As I begin my journey down the aisle, a beautiful melody fills my ears. What was designed to reflect everyone’s happiness and excitement at my marriage to Ryan, now sounds dull and flat with each step.
The music seems grating, like someone running their nails down a black board. I begin to feel waves of nausea wash over me, my brain pulsating against my skull.
Beads of sweat run down the small of my back, tickling me as they are absorbed by my wedding dress.
The air becomes thick with heat, making breathing difficult, and I find myself fighting to get air back into my lungs as they begin to burn with each breath.
I feel as if I’m suffocating and the room is swaying as I continue my descent down the aisle towards the alter.
My body longs to run to the nearest window and throw it open. I imagine my face turned towards the wind, my hair streaming behind me as the wind hits my face in the most soft and delicate way, making shivers go down my spine.

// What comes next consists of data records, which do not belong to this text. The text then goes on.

PR #380, opened 2020-02-18
add digitalocean_regions and digitalocean_region data sources

tdyas:
Add `digitalocean_regions` and `digitalocean_region` data sources. `digitalocean_regions` allows filtering by whether a region is available and the features present in the region. `digitalocean_region` returns metadata on a single region.

This is intended to supersede https://github.com/terraform-providers/terraform-provider-digitalocean/pull/281.

### DIFF
--- a/digitalocean/datasource_digitalocean_region.go
+++ b/digitalocean/datasource_digitalocean_region.go
@@ -56,33 +56,8 @@ func dataSourceDigitalOceanRegionRead(d *schema.ResourceData, meta interface{}) 
 	}
 
 	d.SetId(resource.UniqueId())
-
-	if err := d.Set("slug", region.Slug); err != nil {
-		return fmt.Errorf("Unable to set `slug` attribute: %s", err)
-	}
-
-	if err := d.Set("name", region.Name); err != nil {
-		return fmt.Errorf("Unable to set `name` attribute: %s", err)
-	}
-
-	if err := d.Set("available", region.Available); err != nil {
-		return fmt.Errorf("Unable to set `available` attribute: %s", err)
-	}
-
-	sizesSet := schema.NewSet(schema.HashString, []interface{}{})
-	for _, size := range region.Sizes {
-		sizesSet.Add(size)
-	}
-	if err := d.Set("sizes", sizesSet); err != nil {
-		return fmt.Errorf("Unable to set `sizes` attribute: %s", err)
-	}
-
-	featuresSet := schema.NewSet(schema.HashString, []interface{}{})
-	for _, feature := range region.Features {
-		featuresSet.Add(feature)
-	}
-	if err := d.Set("features", featuresSet); err != nil {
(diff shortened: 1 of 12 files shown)


tdyas:
@andrewsomething: Should `digitalocean_regions` use the `filter` and `sort` attributes similar to `digitalocean_sizes` data source?

andrewsomething:
@tdyas :+1:  I like the idea of using a similar interface in both data sources and it is a pattern used in other providers.

tdyas:
> I like the idea of using a similar interface in both data sources and it is a pattern used in other providers.

The latest push implements filter/sort on `digitalocean_regions`. Let me know what you think of this pattern. (I have code locally to implement `digitalocean_project` and `digitalocean_projects` along similar lines. There is some opportunity for more code sharing among the filter/sort support for each data source.)

digitalocean/datasource_digitalocean_regions.go
```diff
@@ -0,0 +1,188 @@
...
+
+func dataSourceDigitalOceanRegions() *schema.Resource {
+	return &schema.Resource{
+		Read: dataSourceDigitalOceanRegionsRead,
+		Schema: map[string]*schema.Schema{
+			"filter": filterSchema(dataSourceDigitalOceanRegionsFilterKeys),
+			"sort":   sortSchema(dataSourceDigitalOceanRegionsSortKeys),
+
+			"regions": {
+				Type:     schema.TypeSet,
```
andrewsomething:
```suggestion
				Type:     schema.TypeList,
```

I think we want to make this a list rather than a set. Since we can sort the list, the order does matter. It also has the benefit of allowing you to reference a specific value more easily as it is indexed predictably. Eg:

```
output "slug" {
  value = data.digitalocean_regions.with-storage.regions.0.slug
}
```

https://www.terraform.io/docs/extend/schemas/schema-types.html#typelist

tdyas: Makes sense. Will implement.

tdyas: Pushed the change plus a test helper.

digitalocean/datasource_digitalocean_region.go
```diff
@@ -0,0 +1,72 @@
...
+func dataSourceDigitalOceanRegionRead(d *schema.ResourceData, meta interface{}) error {
+	client := meta.(*CombinedConfig).godoClient()
+
+	regions, err := getDigitalOceanRegions(client)
+	if err != nil {
+		return fmt.Errorf("Unable to load regions: %s", err)
+	}
+
+	slug, ok := d.GetOk("slug")
+	if !ok || slug == "" {
```
eddiezane: nit: is this necessary since `slug` is required? Could we use a validator here?

tdyas: We can. Pushing fix now.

As I gulp down the bittersweet oxygen, my breathing slowly goes back to normal and I find I’m no longer hyperventilating.
Time seems to stand still. I watch the birds weave freely in and out of the trees. I feel a need to be free like those birds, spreading my wings, letting the wind take me to an unknown destination…
My father’s all too familiar voice calling my name me jolts me back to reality; the scene that was once before me disappears as quickly as it appeared, leaving me to face the person behind me.
I turn around slowly to the voice I have known my whole life. When my eyes finally reach his, I know what is to come.
He begins his lecture about “how his role in my life has given me destined greatness” and “how lucky I am to find a husband like Ryan.”
As his voice starts blasting into my ears, I slowly zone out and keep the expression I mastered years ago plastered on my face.
This expression makes me appear to be listening and hanging onto every word he is saying, even though I’m in another world away.
Finally, after a while I hear his voice begin to sink back to a normal volume. I slowly come back earth and this time actually hear what he is saying.
Although his volume is now back to normal, the nerves he must be hiding away inside are making his voice go as fast as a lightning, making it very difficult to understand.
All I pick up is “it is almost time for your wedding” and “the ceremony will begin shortly, best get you prepared.”
As he walks away I can see his mood has lightened and I know the only reason I’m getting married is because he is the one pulling the strings.
My marriage is the one thing making him go up the ranks of our theoretical social ladder. He isn’t interested in my happiness.
As I make my way down the aisle, guided by my father, each step I take makes me tense up. My legs feel rooted to the spot, all my senses heighten and I feel like I don’t belong here anymore.
I take slow deep breaths and I study Ryan’s face. His face flickers with so many emotions that it is difficult to keep up.
First I see awe which then turns to disbelief, then horror and last of all anger, all on repeat. With one more look at his face the nauseated feeling is back.
As I approach I get a cold and hard look from Ryan and my heart breaks to see him like this. I push the thoughts from my mind even though I feel like I’m obligated to ask him what’s wrong.
The Priest starts the ceremony by asking, “if anyone can show just cause why this couple cannot lawfully be joined together in matrimony, let them speak now or forever hold their
At first I think nothing of it because my answer of course was going to be “no”. However, Ryan seemed to have other ideas because he looks as if he is gearing up to get started.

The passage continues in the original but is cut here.